### Required action
Within the entries below, find each line containing the word "currently" and copy it.

(Records contained in a dataset)
PR #278, opened 2021-02-02
Remove derive_debug feature

### LINKED ISSUE #251: Do not feature-gate generated dead-code
Generated code (like derives) don't generate warnings when unused. They also don't end up in the final binary when unused (library size and compilation time shouldn't matter and are negligible). So there seems to be no reason to feature-gate them, which currently decreases readability and increases maintenance.

Current example snippet:
```rust
#[cfg_attr(feature = "derive_debug", derive(Debug))]
```

Proposed example snippet:
```rust
#[derive(Debug)]
```

kaczmarczyck:
Fixes (with some side effects we'll discuss on the issue) #251

Removes most conditional trait imports. `IntoEnumIterator` is an exception as it is only in `dev-dependencies`. Binary sizes seem to be unaffected, after checking with our workflows:

```
./reproduce_hashes.sh
git diff --no-index reproducible/reference_elf2tab_ubuntu-18.04.txt reproducible/elf2tab.txt || true
```

- [x] Tests pass

### DIFF
--- a/.github/workflows/crypto_test.yml
+++ b/.github/workflows/crypto_test.yml
@@ -33,10 +33,10 @@ jobs:
         uses: actions-rs/cargo@v1
         with:
           command: test
-          args: --manifest-path libraries/crypto/Cargo.toml --release --features std,derive_debug
+          args: --manifest-path libraries/crypto/Cargo.toml --release --features std
 
       - name: Unit testing of crypto library (debug mode)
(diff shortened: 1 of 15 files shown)


jmichelp (approved):

ia0 (approved):

kaczmarczyck:
I changed the PR description to not resolve #251 right away, in case we still want the linter.

PR #280, opened 2021-02-04
Allow RP ID in token permissions for some subcommands of credential management

kaczmarczyck:
Related to #106 . Adds missing functionality related to RP ID permissions checking in credential management.

- [x] Tests pass

### DIFF
--- a/src/ctap/credential_management.rs
+++ b/src/ctap/credential_management.rs
@@ -106,6 +106,22 @@ fn enumerate_credentials_response(
     })
 }
 
+/// Check if the token permissions have the correct associated RP ID.
+///
+/// Either no RP ID is associated, or the RP ID matches the stored credential.
+fn check_rp_id_permissions(
+    persistent_store: &mut PersistentStore,
+    pin_protocol_v1: &mut PinProtocolV1,
+    credential_id: &[u8],
+) -> Result<(), Ctap2StatusCode> {
+    // Pre-check a sufficient condition before calling the store.
+    if pin_protocol_v1.has_no_rp_id_permission().is_ok() {
+        return Ok(());
+    }
+    let (_, credential) = persistent_store.find_credential_item(credential_id)?;
+    pin_protocol_v1.has_no_or_rp_id_permission(&credential.rp_id)
+}
+
 /// Processes the subcommand getCredsMetadata for CredentialManagement.
 fn process_get_creds_metadata(
     persistent_store: &PersistentStore,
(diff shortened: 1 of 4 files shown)


src/ctap/credential_management.rs
```diff
@@ -155,12 +171,14 @@ fn process_enumerate_rps_get_next_rp(
 fn process_enumerate_credentials_begin(
     persistent_store: &PersistentStore,
     stateful_command_permission: &mut StatefulPermission,
+    pin_protocol_v1: &mut PinProtocolV1,
```
jmichelp, line 176: Should we define a PinProtocol trait instead, anticipating that in a short term we will implement PinProtocolV2?

src/ctap/pin_protocol_v1.rs
```diff
@@ -510,22 +511,47 @@ impl PinProtocolV1 {
...
-        } else {
-            self.permissions_rp_id = Some(String::from(rp_id));
+            _ => Ok(()),
+        }
+    }
+
+    /// Check if the passed RP ID is associated with the token permission.
+    ///
+    /// If no RP ID is associated, associate the passed RP ID as a side effect.
+    pub fn require_rp_id_permission(&mut self, rp_id: &str) -> Result<(), Ctap2StatusCode> {
```
jmichelp: Not very happy about the function names here. `has_` functions makes me think they will return `bool` whereas `require_` makes me think about assertions and I expect then to have `Result` as a return value. But I'm not expecting a `require_` function to alter the object.
I know it's not easy but could we try finding better names?

jmichelp (dismissed):

src/ctap/credential_management.rs
kaczmarczyck: I plan to, but I have to design that first. Should go into a separate PR.

src/ctap/pin_protocol_v1.rs
kaczmarczyck: I called it `require_` because it is like `has_`, but also sets the RP ID if not present. How about...
- `set_`, but it can't actually overwrite
- `check_`, but it also sets
- `check_and_set_` is a bit long?

If we settle with `check_and_set_`, then `has_` would become `check_`?
To defend the `has_` choice, it is kind of a `bool` with `?` support.

ia0: I usually call those functions `ensure_` in my personal projects. It ensures the property holds as post-condition regardless of pre-condition. So it may mutate stuff to make it hold. But if it already holds it does nothing, just checks it holds.

jmichelp: It seems there's even [a crate](https://docs.rs/ensure/0.3.1/ensure/) that agrees with Julien.
I'm fine leaving tha `has_*` functions as is and change `require_` for `ensure_`.
Is that also good for you Fabian?

kaczmarczyck: Very good!

jmichelp (approved):

PR #281, opened 2021-02-04
Enterprise attestation

kaczmarczyck:
Adds enterprise attestation for #106 .

There is not just a single attestation to use for enterprise, as it is up to the enterprise to choose. This PR has useful defaults and implements all logic around the actual attestation cryptography to make it easy to extend the implementation. With the constants set as is, this PR does not actually change OpenSK's behaviour. (Except for fixing the formerly unused command parameter type in MakeCredential.)

- [x] Tests pass

### DIFF
--- a/src/ctap/command.rs
+++ b/src/ctap/command.rs
@@ -161,7 +161,7 @@ pub struct AuthenticatorMakeCredentialParameters {
     pub options: MakeCredentialOptions,
     pub pin_uv_auth_param: Option<Vec<u8>>,
     pub pin_uv_auth_protocol: Option<u64>,
-    pub enterprise_attestation: Option<bool>,
+    pub enterprise_attestation: Option<u64>,
 }
 
 impl TryFrom<cbor::Value> for AuthenticatorMakeCredentialParameters {
@@ -219,7 +219,7 @@ impl TryFrom<cbor::Value> for AuthenticatorMakeCredentialParameters {
 
         let pin_uv_auth_param = pin_uv_auth_param.map(extract_byte_string).transpose()?;
         let pin_uv_auth_protocol = pin_uv_auth_protocol.map(extract_unsigned).transpose()?;
-        let enterprise_attestation = enterprise_attestation.map(extract_bool).transpose()?;
+        let enterprise_attestation = enterprise_attestation.map(extract_unsigned).transpose()?;
 
         Ok(AuthenticatorMakeCredentialParameters {
             client_data_hash,
@@ -601,7 +601,7 @@ mod test {
             0x05 => cbor_array![],
             0x08 => vec![0x12, 0x34],
             0x09 => 1,
-            0x0A => true,
+            0x0A => 2,
         };
         let returned_make_credential_parameters =
             AuthenticatorMakeCredentialParameters::try_from(cbor_value).unwrap();
@@ -635,7 +635,7 @@ mod test {
             options,
             pin_uv_auth_param: Some(vec![0x12, 0x34]),
             pin_uv_auth_protocol: Some(1),
-            enterprise_attestation: Some(true),
+            enterprise_attestation: Some(2),
         };
 
         assert_eq!(
--- a/src/ctap/data_formats.rs
+++ b/src/ctap/data_formats.rs
@@ -939,6 +939,24 @@ impl From<SetMinPinLengthParams> for cbor::Value {
     }
 }
 
+#[derive(Debug, PartialEq)]
+pub enum EnterpriseAttestationMode {
+    VendorFacilitated = 0x01,
+    PlatformManaged = 0x02,
+}
+
+impl TryFrom<u64> for EnterpriseAttestationMode {
+    type Error = Ctap2StatusCode;
+
+    fn try_from(value: u64) -> Result<Self, Ctap2StatusCode> {
+        match value {
+            1 => Ok(EnterpriseAttestationMode::VendorFacilitated),
+            2 => Ok(EnterpriseAttestationMode::PlatformManaged),
+            _ => Err(Ctap2StatusCode::CTAP2_ERR_INVALID_OPTION),
+        }
+    }
+}
+
 #[derive(Clone, Copy, Debug, PartialEq)]
 #[cfg_attr(test, derive(IntoEnumIterator))]
 pub enum CredentialManagementSubCommand {
@@ -1793,6 +1811,22 @@ mod test {
             0x03 => true,
         };
         assert_eq!(cbor::Value::from(config_sub_command_params), cbor_params);
+    }
+
+    #[test]
+    fn test_from_enterprise_attestation_mode() {
+        assert_eq!(
+            EnterpriseAttestationMode::try_from(1),
+            Ok(EnterpriseAttestationMode::VendorFacilitated),
+        );
+        assert_eq!(
+            EnterpriseAttestationMode::try_from(2),
+            Ok(EnterpriseAttestationMode::PlatformManaged),
+        );
+        assert_eq!(
+            EnterpriseAttestationMode::try_from(3),
+            Err(Ctap2StatusCode::CTAP2_ERR_INVALID_OPTION),
+        );
     }
 
     #[test]
--- a/src/ctap/data_formats.rs
+++ b/src/ctap/data_formats.rs
@@ -1816,6 +1816,10 @@ mod test {
     #[test]
     fn test_from_enterprise_attestation_mode() {
         assert_eq!(
+            EnterpriseAttestationMode::try_from(0),
+            Err(Ctap2StatusCode::CTAP2_ERR_INVALID_OPTION),
+        );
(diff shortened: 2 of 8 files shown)


src/ctap/command.rs
```diff
@@ -601,7 +601,7 @@ mod test {
             0x05 => cbor_array![],
             0x08 => vec![0x12, 0x34],
             0x09 => 1,
-            0x0A => true,
+            0x0A => 2,
```
ia0, line 604: I'm assuming this is within the same draft, so there's no compatibility concerns.

src/ctap/data_formats.rs
```diff
@@ -939,6 +939,24 @@ impl From<SetMinPinLengthParams> for cbor::Value {
...
+    PlatformManaged = 0x02,
+}
+
+impl TryFrom<u64> for EnterpriseAttestationMode {
+    type Error = Ctap2StatusCode;
+
+    fn try_from(value: u64) -> Result<Self, Ctap2StatusCode> {
+        match value {
+            1 => Ok(EnterpriseAttestationMode::VendorFacilitated),
+            2 => Ok(EnterpriseAttestationMode::PlatformManaged),
```
ia0, line 954: Why not `0x02`? I think in another CL you explicitly used the `0x` syntax everywhere.

src/ctap/data_formats.rs
```diff
@@ -1795,6 +1813,22 @@ mod test {
...
+        assert_eq!(
+            EnterpriseAttestationMode::try_from(1),
+            Ok(EnterpriseAttestationMode::VendorFacilitated),
+        );
+        assert_eq!(
+            EnterpriseAttestationMode::try_from(2),
+            Ok(EnterpriseAttestationMode::PlatformManaged),
+        );
+        assert_eq!(
+            EnterpriseAttestationMode::try_from(3),
```
ia0, line 1831: Should we test 0 too?

src/ctap/mod.rs
```diff
@@ -86,6 +87,18 @@ const USE_BATCH_ATTESTATION: bool = false;
...
+// - EnterpriseAttestationMode::VendorFacilitated,
+// - EnterpriseAttestationMode::PlatformManaged.
+// For VendorFacilitated, choose an appriopriate ENTERPRISE_RP_ID_LIST.
+// To enable the feature, send the subcommand enableEnterpriseAttestation in
+// AuthenticatorConfig. An enterprise might want to customize the type of
+// attestation that is used. OpenSK defaults to batch attestation. Configuring
+// individual certificates then makes authenticators identifiable. Do NOT set
+// USE_BATCH_ATTESTATION to true at the same time in this case!
+pub const ENTERPRISE_ATTESTATION_MODE: Option<EnterpriseAttestationMode> = None;
+const ENTERPRISE_RP_ID_LIST: Vec<String> = Vec::new();
```
ia0: I don't think this can be instantiated with non-empty values, because I don't think non-empty string can be constant-created. What about using `&'static [&'static str]` instead?

ia0 (dismissed):
LGTM for storage (added some random non-CTAP/Rust-only comments outside storage though)

src/ctap/command.rs
kaczmarczyck: This actually didn't change within the specification, it's just that I assigned the wrong type to the stub.

src/ctap/data_formats.rs
kaczmarczyck: I used the hex notation in all commands and responses to reflect the specification. In this case, it reads e.g.
> If the enterpriseAttestation parameter’s value is not 1 or 2, then end the operation by returning CTAP2_ERR_INVALID_OPTION.

I had conflicting feelings about this, but decided to stick with the reasoning.

ia0: I see, makes sense.

src/ctap/data_formats.rs
kaczmarczyck: Done

src/ctap/mod.rs
kaczmarczyck: Changed both stubs, here and in `storage.rs`.

src/ctap/storage.rs
```diff
@@ -1203,7 +1209,8 @@ mod test {
             persistent_store.set_min_pin_length_rp_ids(rp_ids.clone()),
             Ok(())
         );
-        for rp_id in DEFAULT_MIN_PIN_LENGTH_RP_IDS {
+        for rp_id in DEFAULT_MIN_PIN_LENGTH_RP_IDS.iter() {
+            let rp_id = rp_id.to_string().to_string();
```
ia0: That's weird. You're sure you need both `to_string()`? What about `for &rp_id in ...`? Same for the loop above.

ia0 (dismissed):

src/ctap/storage.rs
kaczmarczyck: Ah, I forgot to fix the test to match the implementation.

ia0 (dismissed):
Approve for storage.

src/ctap/mod.rs
```diff
@@ -86,6 +87,18 @@ const USE_BATCH_ATTESTATION: bool = false;
...
+// disabled by default. You can choose between
+// - EnterpriseAttestationMode::VendorFacilitated,
+// - EnterpriseAttestationMode::PlatformManaged.
+// For VendorFacilitated, choose an appriopriate ENTERPRISE_RP_ID_LIST.
+// To enable the feature, send the subcommand enableEnterpriseAttestation in
+// AuthenticatorConfig. An enterprise might want to customize the type of
+// attestation that is used. OpenSK defaults to batch attestation. Configuring
+// individual certificates then makes authenticators identifiable. Do NOT set
+// USE_BATCH_ATTESTATION to true at the same time in this case!
+pub const ENTERPRISE_ATTESTATION_MODE: Option<EnterpriseAttestationMode> = None;
```
jmichelp, line 105: Can be done in a future PR but considering how many configuration constants we have, this could make sense now to move all of them into a `configuration.rs` file.

src/ctap/mod.rs
```diff
@@ -86,6 +87,18 @@ const USE_BATCH_ATTESTATION: bool = false;
...
+// This flag allows usage of enterprise attestation. For privacy reasons, it is
+// disabled by default. You can choose between
+// - EnterpriseAttestationMode::VendorFacilitated,
+// - EnterpriseAttestationMode::PlatformManaged.
+// For VendorFacilitated, choose an appriopriate ENTERPRISE_RP_ID_LIST.
+// To enable the feature, send the subcommand enableEnterpriseAttestation in
+// AuthenticatorConfig. An enterprise might want to customize the type of
+// attestation that is used. OpenSK defaults to batch attestation. Configuring
+// individual certificates then makes authenticators identifiable. Do NOT set
+// USE_BATCH_ATTESTATION to true at the same time in this case!
```
jmichelp: If this is not an allowed configuration, do we have a way to assert it at compilation time and prevent a mis-configured firmware from being compiled?

src/ctap/mod.rs
kaczmarczyck: I put it on our agenda. We could also allow configuration through a command. I'll do a new PR with whatever we decide is the best solution.

src/ctap/mod.rs
kaczmarczyck: Test added, with a lengthy description to explain what it is about and what it is not about.

src/ctap/mod.rs
```diff
@@ -2720,4 +2764,19 @@ mod test {
             ))
         );
     }
+
+    #[test]
```
jmichelp: I would have put the `assert!` directly in the code, not as a test.
Otherwise nothing prevents me from configuring a wrong firmware and compiling it. I will never see the error unless I run `cargo test`.

kaczmarczyck: Assertion moved to code. Also I updated and merged the documentation. If we move to a configuration command, this property will probably be asserted there.

jmichelp (approved):

src/ctap/mod.rs
ia0: Note that the current test still doesn't prevent from compiling. The key will just crash when the assert is executed. If we want static asserts we need a crate (it's still not supported by the language).

kaczmarczyck: True, but I decided to not introduce a new crate before we agreed on a long term plan for all constants. Also, if you make this invalid change after getting a pretty big warning in the documentation directly above that constant, this should be okay for now? Users' privacy should be sufficiently protected IMO.

ia0: Yeah no problem, I was just mentioning it because the initial message from @jmichelp says:

> nothing prevents me from configuring a wrong firmware and compiling it

And this is still the case :D But yeah I hope if someone attempts to build a non-vanilla firmware, they would read the documentation surrounding their change.

PR #283, opened 2021-02-05
Add the option alwaysUv

kaczmarczyck:
More progress on #106, implementing the `alwaysUv` option.

This command completes the implementation of `authenticatorConfig`. (There is the subcommand `Vendor Prototype Command`, but we don't need it - yet, at least.)

- [x] Tests pass

### DIFF
--- a/README.md
+++ b/README.md
@@ -126,11 +126,8 @@ a few things you can personalize:
 1.  Increase the `MAX_CRED_BLOB_LENGTH` in `ctap/mod.rs`, if you expect blobs
     bigger than the default value.
 1.  If a certification (additional to FIDO's) requires that all requests are
-    protected with user verification, set `CAN_DISABLE_ALWAYS_UV` in
-    `ctap/config_command.rs` to `false`. In that case, consider deploying
-    authenticators after calling `toggleAlwaysUv` to activate the feature.
-    Alternatively, you could change `ctap/storage.rs` to set `alwaysUv` in its
-    initialization.
+    protected with user verification, set `ENFORCE_ALWAYS_UV` in
+    `ctap/config_mod.rs` to `true`.
 
 ### 3D printed enclosure
 
--- a/README.md
+++ b/README.md
@@ -125,6 +125,12 @@ a few things you can personalize:
     length.
 1.  Increase the `MAX_CRED_BLOB_LENGTH` in `ctap/mod.rs`, if you expect blobs
     bigger than the default value.
+1.  If a certification (additional to FIDO's) requires that all requests are
+    protected with user verification, set `CAN_DISABLE_ALWAYS_UV` in
+    `ctap/config_command.rs` to `false`. In that case, consider deploying
+    authenticators after calling `toggleAlwaysUv` to activate the feature.
+    Alternatively, you could change `ctap/storage.rs` to set `alwaysUv` in its
+    initialization.
 
 ### 3D printed enclosure
 
--- a/src/ctap/mod.rs
+++ b/src/ctap/mod.rs
@@ -341,6 +341,14 @@ where
         Ok(())
     }
 
+    // Returns whether CTAP1 commands are currently supported.
+    // If alwaysUv is enabled and the authenticator does not support internal UV,
+    // CTAP1 needs to be disabled.
+    #[cfg(feature = "with_ctap1")]
+    pub fn allows_ctap1(&self) -> Result<bool, Ctap2StatusCode> {
+        Ok(!self.persistent_store.has_always_uv()?)
+    }
+
     // Encrypts the private key and relying party ID hash into a credential ID. Other
     // information, such as a user name, are not stored, because encrypted credential IDs
     // are used for credentials stored server-side. Also, we want the key handle to be
@@ -642,7 +650,11 @@ where
                 UP_FLAG | UV_FLAG | AT_FLAG | ed_flag
             }
             None => {
-                if self.persistent_store.pin_hash()?.is_some() {
+                if self.persistent_store.has_always_uv()? {
+                    return Err(Ctap2StatusCode::CTAP2_ERR_PUAT_REQUIRED);
+                }
+                // Corresponds to makeCredUvNotRqd set to true.
+                if options.rk && self.persistent_store.pin_hash()?.is_some() {
                     return Err(Ctap2StatusCode::CTAP2_ERR_PUAT_REQUIRED);
                 }
                 if options.uv {
@@ -927,8 +939,10 @@ where
                 UV_FLAG
             }
             None => {
+                if self.persistent_store.has_always_uv()? {
+                    return Err(Ctap2StatusCode::CTAP2_ERR_PUAT_REQUIRED);
+                }
                 if options.uv {
-                    // The specification (inconsistently) wants CTAP2_ERR_UNSUPPORTED_OPTION.
                     return Err(Ctap2StatusCode::CTAP2_ERR_INVALID_OPTION);
                 }
                 0x00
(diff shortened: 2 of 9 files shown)


README.md
```diff
@@ -125,6 +125,12 @@ a few things you can personalize:
     length.
 1.  Increase the `MAX_CRED_BLOB_LENGTH` in `ctap/mod.rs`, if you expect blobs
     bigger than the default value.
+1.  If a certification (additional to FIDO's) requires that all requests are
+    protected with user verification, set `CAN_DISABLE_ALWAYS_UV` in
```
ia0: Negative flags are always a bit confusing because you get double negations. Is this constant name used in the specification? Otherwise what about something like ENABLE_ALWAYS_UV?

src/ctap/mod.rs
```diff
@@ -1017,6 +1031,23 @@ where
...
+        {
+            if !has_always_uv {
+                versions.insert(0, String::from(U2F_VERSION_STRING))
+            }
+        }
+        #[cfg(not(feature = "with_ctap1"))]
+        let versions = vec![
+            String::from(FIDO2_VERSION_STRING),
+            String::from(FIDO2_1_VERSION_STRING),
+        ];
```
ia0: I guess this is convoluted because of the "mut" that should only be present with ctap1. What about disabling the lint for that line instead and only define the versions variable once? The lint may actually be disable only when not ctap1.

ia0 (dismissed):
LGTM for storage.

README.md
kaczmarczyck: I want to express a slight difference between ENABLE and CAN_DISABLE. Enabling `alwaysUv` is always possible, but disabling needs a device reset. The default is `true`, that you can disable `alwaysUv` again. In that sense, it is kind of positive? Or would any of those be better?
- `IS_ALWAYS_UV_PERMANENT`
- `LOCK_ALWAYS_UV`

(And then revert the bool value.)

Quoting the specification:
> Authenticators SHOULD support users disabling the Always Require User Verification feature unless required not to by specific external certifications such as [CMVP].

src/ctap/mod.rs
kaczmarczyck: Done!

README.md
ia0: I see. We have some boolean feature A (always UV) and want to control whether that feature is active with a boolean constant B. When B forbids A, the default value of A is true. We can't rename A because it's in the spec, so we have to live with the fact that the default value for A (when it is absent) is true. That's quite confusing since usually absent features have a value of false. But that's the spec...

Does the spec also specifies that the default value for A should be false in the storage when B forbids A? This looks even more confusing. I would expect that when B forbids A then the value in the storage is true, without requiring to manually toggle A from false to true with a command.

kaczmarczyck: Let me restate what this does with A and B.

There is a command that toggle A on and off. Our constant B makes this toggle one-way: If B is `false` (not the default with my current choice), then A can only be toggled on, not off.

So if you want the default to be `false`, then we could call it any of the above, or with your word choice, maybe:

- `FORBID_DISABLE_ALWAYS_UV`
- `ONLY_ENABLE_ALWAYS_UV`

ia0: My concern was about the default for A, not B. In the current setup B makes an operation irreversible. I think it would be less confusing to have A automatically on when B is on, thus there's nothing to toggle. Does the specification really states that B means "can't toggle A off" and not "A should always be on"?

kaczmarczyck: At some point, it says:

> Set the alwaysUv option ID to its default.

Which means custom defaults should be possible. So we could do the following:

`ENFORCE_ALWAYS_UV = false` is the new default constant. This default behaves exactly like the current implementation. If it's `true`, it behaves like the current implementation after the first call to `toggle_always_uv`. It means we don't need an extra configuration steps that you probably always want to do after changing the constant. WDYT?

ia0: Yes the following changes sound more intuitive and simpler for the user:
- Renaming B to `ENFORCE_ALWAYS_UV`
- Setting A to true during storage init if B is true
- Rejecting toggle commands if B is true
- Removing the last 2 sentences in the readme

In particular:
- Setting `ENFORCE_ALWAYS_UV = true` means that you can't toggle A and it's always true.
- Setting `ENFORCE_ALWAYS_UV = false` means that you can toggle A and it's initially false.

src/ctap/mod.rs
```diff
@@ -129,6 +129,9 @@ pub const ES256_CRED_PARAM: PublicKeyCredentialParameter = PublicKeyCredentialPa
 const DEFAULT_CRED_PROTECT: Option<CredentialProtectionPolicy> = None;
 // Maximum size stored with the credBlob extension. Must be at least 32.
 const MAX_CRED_BLOB_LENGTH: usize = 32;
+// Enforce the alwaysUv option. With this constant set to true, commands require
+// a PIN to be set up. The command toggleAlwaysUv will fail to disable alwaysUv.
```
ia0: "The command toggleAlwaysUv will always fail."?

src/ctap/storage.rs
```diff
@@ -622,6 +625,9 @@ impl PersistentStore {
 
     /// Enables alwaysUv, when disabled, and vice versa.
     pub fn toggle_always_uv(&mut self) -> Result<(), Ctap2StatusCode> {
+        if ENFORCE_ALWAYS_UV {
+            return Ok(());
```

### Solution
Generated code (like derives) don't generate warnings when unused. They also don't end up in the final binary when unused (library size and compilation time shouldn't matter and are negligible). So there seems to be no reason to feature-gate them, which currently decreases readability and increases maintenance.
+    // Returns whether CTAP1 commands are currently supported.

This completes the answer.